*Provided material*:
PR #1086, opened 2026-07-03
tui: first-class mouse — click/scroll selection, focus, attach, actions (#1024, epic PR 6; closes #1025)

### LINKED ISSUE #1025: Mouse / click workflow in the TUI (not only hotkeys)
Let users click instances/tabs/actions instead of memorizing hotkeys.

Area: TUI · From: #1023

sachiniyer:
Epic PR 6 of the multi-pane TUI rewrite ([#1024](https://github.com/sachiniyer/agent-factory/issues/1024), RFC `docs/design/tui-rewrite.md` §2.5) — first-class mouse support. Folds in and **closes #1025**.

## What this does

Everywhere a key works, a click or wheel now works too. Three pieces:

**1. Per-frame zone registration.** `View()` resets the PR-1 `zones.Registry` at the top of every frame, and each pane registers its interactive rects while rendering, so the hit-test map always mirrors exactly what's on screen:

- tree: `tree:instance:<title>` (row block), `tree:tab:<title>:<idx>`, `tree:arrow:<title>` (the ▸/▾ cell, registered on top of the row), `tree:header`, `tree:bg`
- workspace: `paneA:body` / `paneA:header`, same for `paneB` (only while the split renders)
- automations: `auto:strip` plus `auto:task:<id>` per row — in both the compact strip and the expanded manager (`TaskPane` now records its real row spans, including the selected row's multi-line detail block)
- status bar: `status:hint:<key>` per rendered hint, on the exact centered cells (`Menu` tracks each hint's extent; dropped hints register nothing; the `1-9` chip is deliberately not clickable)
- overlays: `overlay:confirm:yes|no`, `overlay:select:<idx>`, `overlay:search:<idx>` — derived by scanning the overlay's own rendered output, so border/wrap changes move the zones instead of stranding them

Zone id constructors + parsers live together in `ui/layout/zones/ids.go` so producers (ui) and the consumer (app router) can't drift.

**2. Root `MouseMsg` router** (`app/handle_mouse.go`), replacing the wheel-only handling in `app/app.go`. The RFC §2.5 gesture table:

| Gesture | Effect |
|---|---|
| Click tree instance/tab row | Select (retargets pane A live) |
| Double-click tree row / click a focused pane body | Attach — through the exact `handleEnter` path, `attachOverlayCallbackFn` seam included |
| Click ▸/▾ arrow | Expand/collapse (selecting a different instance auto-expands; the selected one toggles its explicit collapse) |
| Click pane header (or unfocused pane body) | Focus that pane — picks A or B in a split |
| Click task row | Focus automations + select the task; double-click opens its editor |
| Click status-bar hint | Presses that key through the full `handleKeyPress` path (all state gates + keydown highlight identical to typing it) |
| Wheel | Scrolls the region **under the cursor**: tree cursor movement, pane capture scroll, task selection — previously it always scrolled the content pane |
| Click overlay buttons | `y`/`n` words on the confirmation, selection/search rows = select + enter |

Mouse-driven focus moves mirror `cycleFocus`'s contract: leaving the automations strip persists dirty task edits and surfaces a failed save. In modal states only the overlay's own zones react — a stray click can never mutate state behind a modal (naming keeps its submit/change-program hints clickable). Double-click detection is a 400ms same-zone window behind a swappable clock.

**3. Nothing else moves.** Keyboard behavior is byte-for-byte untouched (the menu's rendering is unchanged; only its internals track hint extents). `session/` and `session/tmux/` have **zero diffs**; the attach seam, #960 snapshot/RPC data flow, and the PR-5 split are exactly as they were. While attached, bubbletea stays blocked and tmux's own mouse mode applies, as before.

## Tests (hermetic, race-clean)

- **Zone-vs-render pins**: every zone family is checked against the actual rendered frame — the arrow zone must sit on the rendered ▸/▾ glyph, hint zones must cover exactly their "key desc" cells, task/tree/overlay row zones must sit on the lines rendering their targets. Coordinates are derived **from the registry / solved layout**, never hardcoded.
- **Routing**: 15 model-level tests inject `tea.MouseMsg` at registry-derived coordinates and assert selection/focus/attach/scroll/action per gesture, incl. wheel-by-region, modal click blocking, overlay button = key equivalence, double-click vs slow-click, and inertness of misses/releases/fallback-banner frames.
- Full suite: `gofmt -l` clean, `go build ./...`, `golangci-lint run --timeout=3m --fast`, `go test ./...` (isolated `AGENT_FACTORY_HOME`), `deadcode -test ./...` clean, and `GOFLAGS="-p=1" go test -race -parallel 2 ./app/... ./ui/...` green.

## Play-test guide (real mouse — teatest can't exercise terminal mouse reporting)

Run in a tmux/terminal with mouse support, several instances + a couple of tasks, ≥120 cols. What to look at:

1. **Click an instance row** → it selects and pane A retargets instantly; **click a tab child row** → that tab shows in pane A (header + tree `*` agree).
2. **Click the ▸/▾ arrow** → tabs fold/unfold without changing what pane A shows; arrow on a *different* instance selects + expands it.
3. **Double-click a tree row** (instance and tab) → attaches full-screen; detach returns with focus/split intact. **Click a focused pane's body** → also attaches.
4. **Open a split (`s`), click each pane's header** → focus ring follows the click (frame + hints update); click the *unfocused* pane's body → focuses it, second click attaches.
5. **Click a task row in the strip** → strip expands focused with that task selected; **double-click** → its edit form opens. Click the strip background → just focuses.
6. **Click status-bar hints** — e.g. `tab focus`, `s split`, `? help`, `q quit` — each runs its action with the same underline flash as the key.
7. **Wheel** over the tree (cursor walks), over each pane (that pane scrolls its capture, esc exits scroll mode), over the strip (task selection moves) — position decides, not focus.
8. **Overlays**: `D` kill → click `y`/`n`; `/` search → click a result row; program selection during `n` naming → click a program. Click anywhere else while a modal is up → nothing happens behind it.
9. **Keyboard regression sweep**: j/k/h/l, 1-9, t/w, Enter/detach, s/x, Tab ring, S, H, D, /, q — all unchanged.

Closes #1025

— Captain Claude

### DIFF
--- a/app/app.go
+++ b/app/app.go
@@ -13,6 +13,7 @@ import (
 	"github.com/sachiniyer/agent-factory/task"
 	"github.com/sachiniyer/agent-factory/ui"
 	"github.com/sachiniyer/agent-factory/ui/layout"
+	"github.com/sachiniyer/agent-factory/ui/layout/zones"
 	"github.com/sachiniyer/agent-factory/ui/overlay"
 	"github.com/sachiniyer/agent-factory/ui/store"
 	"io"
@@ -125,6 +126,17 @@ type home struct {
 	// ring is the focus ring: tree → pane A → automations. Tab/Shift-Tab
 	// cycle it; regions hidden by the degradation ladder are skipped.
 	ring *layout.Ring
+	// zones is the mouse hit-test registry (#1024 PR 6, RFC §2.5): View()
+	// resets it every frame and each pane re-registers its interactive rects
+	// while rendering, so the registry always mirrors what is actually on
+	// screen. handleMouse resolves every tea.MouseMsg through it.
+	zones *zones.Registry
+	// lastClickZone/lastClickAt implement double-click detection: a second
+	// press on the same zone within doubleClickInterval reads as a double
+	// click. mouseClock is time.Now, swapped by tests for determinism.
+	lastClickZone string
+	lastClickAt   time.Time
+	mouseClock    func() time.Time
 
 	// sidebar is the left-rail instances+tabs tree
 	sidebar *ui.Sidebar
@@ -222,6 +234,8 @@ func newHome(ctx context.Context, program string, autoYes bool, repo *config.Rep
 		statusBar:       ui.NewStatusBar(menu, errBox),
 		hooksPane:       ui.NewHooksPane(),
 		ring:            layout.NewRing(layout.RegionTree, layout.RegionPaneA, layout.RegionPaneB, layout.RegionAutomations),
+		zones:           zones.NewRegistry(),
+		mouseClock:      time.Now,
 		snapshotFetcher: snapshotThroughDaemon,
 		appConfig:       appConfig,
 		program:         program,
@@ -232,6 +246,7 @@ func newHome(ctx context.Context, program string, autoYes bool, repo *config.Rep
 		appState:        appState,
 	}
 	h.sidebar = ui.NewSidebar(&h.spinner, autoYes, proj)
+	h.wireZoneRegistry()
 	// No split is open at startup: pane B starts hidden so the focus ring is
 	// tree → pane A → automations until a split opens (relayout keeps this in
 	// sync with Layout.SplitActive thereafter).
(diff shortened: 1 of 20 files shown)


sachiniyer:
Superseded by #1143, reworked for the post-redesign layout (N-pane workspace #1099, in-rail automations #1096, embedded live panes #1121, interactive mode #1135). This diff was written against the pre-redesign pane-A/B + bottom-strip layout and was deliberately held while the redesign landed; the rework carries its zone-registration/router design forward, folds in the Greptile P1 (scrolled SearchOverlay zone window — fixed structurally via a shared visibleWindow()), and adds the interactive-mode in-pane mouse forwarding the old scope deferred.

— Captain Claude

*Goal of the exercise*:
Spot every line in the entries that includes the word "first", and copy each one out.

*Result below*:
tui: first-class mouse — click/scroll selection, focus, attach, actions (#1024, epic PR 6; closes #1025)
Epic PR 6 of the multi-pane TUI rewrite ([#1024](https://github.com/sachiniyer/agent-factory/issues/1024), RFC `docs/design/tui-rewrite.md` §2.5) — first-class mouse support. Folds in and **closes #1025**.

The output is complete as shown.